PR #6024, opened 2026-07-13
[locale]Localization for Simplified Chinese

Loukky:
Translate all untranslated English strings into Simplified Chinese.


nesquena-hermes:
Shipped in **exp-v0.52.63** 🚀 — Simplified Chinese (zh-CN) localization fill. Verified: pure value replacement on existing keys (no key add/remove → parity holds), no value-swap (en block stays English), placeholders preserved. Thanks @Loukky! zh-CN users no longer see English fall-through strings.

- - -

- **Assigned task**:
Quote only the lines from the one containing "Translate all untranslated" through the final line of the records, with both ends included.

- **Your response**:
Translate all untranslated English strings into Simplified Chinese.


nesquena-hermes:
Shipped in **exp-v0.52.63** 🚀 — Simplified Chinese (zh-CN) localization fill. Verified: pure value replacement on existing keys (no key add/remove → parity holds), no value-swap (en block stays English), placeholders preserved. Thanks @Loukky! zh-CN users no longer see English fall-through strings.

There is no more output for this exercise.